Fourier-transformed ${}^{31}$P NMR spectra at different temperatures $T$ ($T>T_N$) for Na${}_{1.5}$VOPO${}_4$F${}_{0.5}$.

Figure 15

Temperature dependence of the ${}^{31}$P NMR line shift $K$ measured at 79 MHz. The inset shows $K$ plotted against the magnetic susceptibility $\chi$ with temperature as an implicit parameter. The solid line represents the linear fit with Eq. (5).

Figure 16

Temperature dependence of the spin-lattice relaxation rate $1/T_1$ measured at two different frequencies of 79 and 8.62 MHz.

Figure 17

Temperature-dependent ${}^{31}$P NMR spectra measured at 8.62 MHz.

Figure 18

Magnetic layers in the crystal structure of $\gamma$-Na${}_{1.5}$VOPO${}_4$F${}_{0.5}$ (left) and the respective spin lattice with six inequivalent couplings (right).

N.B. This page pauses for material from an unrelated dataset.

PR #534, opened 2019-08-08
Tool for performance comparison across releases

deadeyegoodwin:


deadeyegoodwin:
@GuanLuo I am going to generate some baseline results from older releases so that we can compare against them. It requires some manual work since perf_client didn't support all the flags we used and some backends were not available.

The $J_1-J_2^{\prime \prime }$ plaquette units are shaded.

Figure 19

LDA density of states for $\gamma$-Na${}_{1.5}$VOPO${}_4$F${}_{0.5}$. The Fermi level is at zero energy.

Figure 20

Vanadium $d_{xy}$ bands at the Fermi level (zero energy): LDA band structure (thin light lines) and the fit of the tight-binding model (thick dark lines).

Figure 21

The arrangement of Na atoms in different polymorphs of Na${}_{1.5}$VOPO${}_4$F${}_{0.5}$. Dark spheres denote filled Na positions, light spheres are partially filled Na positions, and open circles represent vacancies.

Figure 22

Zero-field specific heat at the magnetic ordering transition in Na${}_{1.5}$VOPO${}_4$F${}_{0.5}$ (powder sample), Li${}_2$VOSiO${}_4$ (powder sample), and Pb${}_2$VO(PO${}_4{)}_2$ (single crystal).[63] The data for the last two compounds are from Ref. 15.